PR #5682, opened 2022-03-17
GS: Per-selector switch for whether to use JIT for DrawScanline

tellowkrinkle:
### Description of Changes
Adds a per-selector switch for using JIT for DrawScanline

### Rationale behind Changes
Easier to track down JIT bugs

### Suggested Testing Steps
Run with the environment variable `USE_C_DRAW_SCANLINE` set to a file name.  Open that file and edit some of the `N`s to `Y`s.  See if it still works (but slower).

Tested working on macOS x64.  x86 and Windows x64 are not yet tested


refractionpcsx2:
Do you wanna remove the 32bit stuff? :)

refractionpcsx2:
LGTM, ran a few dumps and games, all worked okay, also tried with the JIT disabled to make sure that still works, all seems fine

PR #5683, opened 2022-03-17
GameDB: Add DMABusy fix to Shining Wind

KrossX:
### Description of Changes
Booting Shining Wind results in a crash with the assert ["Gif Path Buffer Overflow!"](https://github.com/PCSX2/pcsx2/blob/515d9040a103ba928301580c5c81e4c87b95d885/pcsx2/Gif_Unit.h#L323). Either EETimingHack or DMABusyHack seems to fix booting, picked the DMA one to avoid Emotion.

### Suggested Testing Steps
Run the game with a master build, see if it crashes.
Run it again with manual game fixes, enable Handle DMAC, see if it boots.

### DIFF
--- a/bin/resources/GameIndex.yaml
+++ b/bin/resources/GameIndex.yaml
@@ -20636,8 +20636,10 @@ SLKA-25214:
   gsHWFixes:
     roundSprite: 2 # Fixes font artifacts.
 SLKA-25215:
-  name: "Shining Wild"
+  name: "Shining Wind"
   region: "NTSC-K"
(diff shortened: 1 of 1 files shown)


Mrlinkwii:
```
 SLKA-25215
 SLPM-74261
```

the game also has these serials , can you add it to them is well?

KrossX:
Done, although I cannot test if it was necessary for those titles. I suppose the "The Best" release is the very same, but is the korean version the same as well?

PR #5692, opened 2022-03-18
Qt: Fix bugs relating to per-game settings

TheLastRar:
### Description of Changes
Fix the following bugs
One of the overloads for BindWidgetToEnumSetting() would select the wrong index if a per-game setting differed from global
setStringSettingValue would try to save the string as a bool when saving as a per-game setting

### Rationale behind Changes
Bug fixes

### Suggested Testing Steps
The DEV9 Qt PR UI has these fixes, and code that makes use of these functions, so you can check if it works there.
Other than that I guess a unit test can be written to test these functions.

### DIFF
--- a/pcsx2-qt/SettingWidgetBinder.h
+++ b/pcsx2-qt/SettingWidgetBinder.h
@@ -435,7 +435,7 @@ namespace SettingWidgetBinder
 
 			int sif_value;
 			if (sif->GetIntValue(section.c_str(), key.c_str(), &sif_value))
-				Accessor::setNullableIntValue(widget, sif_value);
+				Accessor::setNullableIntValue(widget, sif_value - option_offset);
 			else
 				Accessor::setNullableIntValue(widget, std::nullopt);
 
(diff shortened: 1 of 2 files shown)


andyten:
not repaired 
org
org1
bug2
bug2

stenzek (approved):
LGTM

andyten:
bug3
bug4

TheLastRar:
Can you provide me reproduction steps for the Anisotropic Filtering. I think I'm aware of that issue, but I would need more information to confirm

andyten:
> Can you provide me reproduction steps for the Anisotropic Filtering. I think I'm aware of that issue, but I would need more information to confirm

1 open  per-game setting window
2 Anisotropic Filtering ,set 8x
3 close per-game setting window
4 close pcsx2
5 run pcsx2
6 open  per-game setting window

org

TheLastRar:
I did fix alot of the issues reported

The Renderer dropdown and Enable Game Fixes checkbox have not been fixed, I'm considering that outside the scope of this pr

PR #5707, opened 2022-03-19
Build: Remove 32bit code from project

refractionpcsx2:
### Description of Changes
Removes all 32bit only code and gets rid of "if 64bit" blocks.

### Rationale behind Changes
We have dropped 32bit, plus code cleanliness

### Suggested Testing Steps
Test game, SW renderer and all JIT's to make sure nothing is busted.


tealsuki:
The buildbot build for this (2486) threw a (hopefully) false positive in Windows Defender

image

refractionpcsx2:
We don't control buildbot builds, but yes it's a false positive. I don't recall coding in any trojans anyway.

- - - - - - -

Which of the lines in the listing above include "Accessor"? Report each of them.

**Result of this exercise**
-				Accessor::setNullableIntValue(widget, sif_value);
+				Accessor::setNullableIntValue(widget, sif_value - option_offset);
 				Accessor::setNullableIntValue(widget, std::nullopt);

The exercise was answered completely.